[Material for this exercise — start]

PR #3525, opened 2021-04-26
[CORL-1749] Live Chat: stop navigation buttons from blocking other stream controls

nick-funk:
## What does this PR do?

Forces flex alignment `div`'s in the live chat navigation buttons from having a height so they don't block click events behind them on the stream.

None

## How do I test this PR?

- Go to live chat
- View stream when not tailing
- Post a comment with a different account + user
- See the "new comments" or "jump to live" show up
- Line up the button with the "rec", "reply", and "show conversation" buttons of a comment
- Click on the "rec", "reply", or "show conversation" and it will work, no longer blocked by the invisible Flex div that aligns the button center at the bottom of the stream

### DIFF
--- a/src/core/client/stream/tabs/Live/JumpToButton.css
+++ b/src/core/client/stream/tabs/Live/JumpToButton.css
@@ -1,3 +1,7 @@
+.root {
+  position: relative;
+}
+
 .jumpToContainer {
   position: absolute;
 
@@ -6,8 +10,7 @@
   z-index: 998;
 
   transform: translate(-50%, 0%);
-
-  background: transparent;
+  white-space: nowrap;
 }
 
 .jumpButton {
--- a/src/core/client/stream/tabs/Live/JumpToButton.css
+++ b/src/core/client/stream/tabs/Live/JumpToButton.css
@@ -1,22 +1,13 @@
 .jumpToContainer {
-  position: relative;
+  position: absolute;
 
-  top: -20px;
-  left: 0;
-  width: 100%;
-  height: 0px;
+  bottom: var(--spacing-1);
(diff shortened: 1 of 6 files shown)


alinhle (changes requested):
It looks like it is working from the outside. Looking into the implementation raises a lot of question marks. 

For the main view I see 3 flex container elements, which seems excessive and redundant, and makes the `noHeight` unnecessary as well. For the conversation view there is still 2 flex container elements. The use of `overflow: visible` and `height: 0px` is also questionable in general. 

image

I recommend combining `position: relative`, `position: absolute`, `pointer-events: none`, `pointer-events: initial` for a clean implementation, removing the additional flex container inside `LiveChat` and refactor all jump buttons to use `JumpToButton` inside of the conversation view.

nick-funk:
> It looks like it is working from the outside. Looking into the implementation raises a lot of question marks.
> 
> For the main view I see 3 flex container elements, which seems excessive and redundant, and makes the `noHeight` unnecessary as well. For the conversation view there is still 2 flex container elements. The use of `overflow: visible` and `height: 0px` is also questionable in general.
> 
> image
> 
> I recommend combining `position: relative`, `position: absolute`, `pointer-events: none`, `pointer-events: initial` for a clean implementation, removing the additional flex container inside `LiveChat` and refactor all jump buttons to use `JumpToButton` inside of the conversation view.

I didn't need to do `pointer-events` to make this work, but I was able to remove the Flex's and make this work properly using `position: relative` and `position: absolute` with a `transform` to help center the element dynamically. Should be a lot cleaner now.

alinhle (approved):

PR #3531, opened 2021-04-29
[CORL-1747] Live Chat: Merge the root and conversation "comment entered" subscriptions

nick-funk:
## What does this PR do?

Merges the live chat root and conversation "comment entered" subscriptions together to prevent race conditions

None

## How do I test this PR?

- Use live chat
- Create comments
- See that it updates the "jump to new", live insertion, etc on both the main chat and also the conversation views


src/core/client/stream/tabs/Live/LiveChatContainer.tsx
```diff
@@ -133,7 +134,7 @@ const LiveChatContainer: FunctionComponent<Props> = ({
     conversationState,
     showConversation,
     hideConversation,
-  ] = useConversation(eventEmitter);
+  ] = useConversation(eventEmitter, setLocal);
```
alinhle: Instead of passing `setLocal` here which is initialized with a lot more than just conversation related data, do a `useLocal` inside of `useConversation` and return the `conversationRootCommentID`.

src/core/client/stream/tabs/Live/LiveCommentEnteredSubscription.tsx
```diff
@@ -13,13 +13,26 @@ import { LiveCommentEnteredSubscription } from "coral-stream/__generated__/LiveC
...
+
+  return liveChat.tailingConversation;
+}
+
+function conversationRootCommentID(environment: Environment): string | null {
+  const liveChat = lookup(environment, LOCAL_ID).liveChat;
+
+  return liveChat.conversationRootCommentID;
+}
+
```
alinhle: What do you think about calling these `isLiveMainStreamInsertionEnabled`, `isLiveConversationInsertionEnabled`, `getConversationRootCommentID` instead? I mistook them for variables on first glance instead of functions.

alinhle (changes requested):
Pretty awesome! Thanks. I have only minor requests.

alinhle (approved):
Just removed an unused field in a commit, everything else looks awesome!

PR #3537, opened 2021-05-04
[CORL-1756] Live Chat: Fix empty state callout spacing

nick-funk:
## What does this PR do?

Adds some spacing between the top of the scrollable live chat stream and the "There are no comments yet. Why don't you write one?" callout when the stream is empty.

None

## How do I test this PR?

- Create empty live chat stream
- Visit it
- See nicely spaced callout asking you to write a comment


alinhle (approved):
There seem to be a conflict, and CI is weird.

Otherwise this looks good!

[Material for this exercise — finish]

= Work item =
Every line from the one containing "Just removed an" through the last line of the entries must be written out verbatim, and no other line.

= Response to this exercise =
Just removed an unused field in a commit, everything else looks awesome!

PR #3537, opened 2021-05-04
[CORL-1756] Live Chat: Fix empty state callout spacing

nick-funk:
## What does this PR do?

Adds some spacing between the top of the scrollable live chat stream and the "There are no comments yet. Why don't you write one?" callout when the stream is empty.

None

## How do I test this PR?

- Create empty live chat stream
- Visit it
- See nicely spaced callout asking you to write a comment


alinhle (approved):
There seem to be a conflict, and CI is weird.

Otherwise this looks good!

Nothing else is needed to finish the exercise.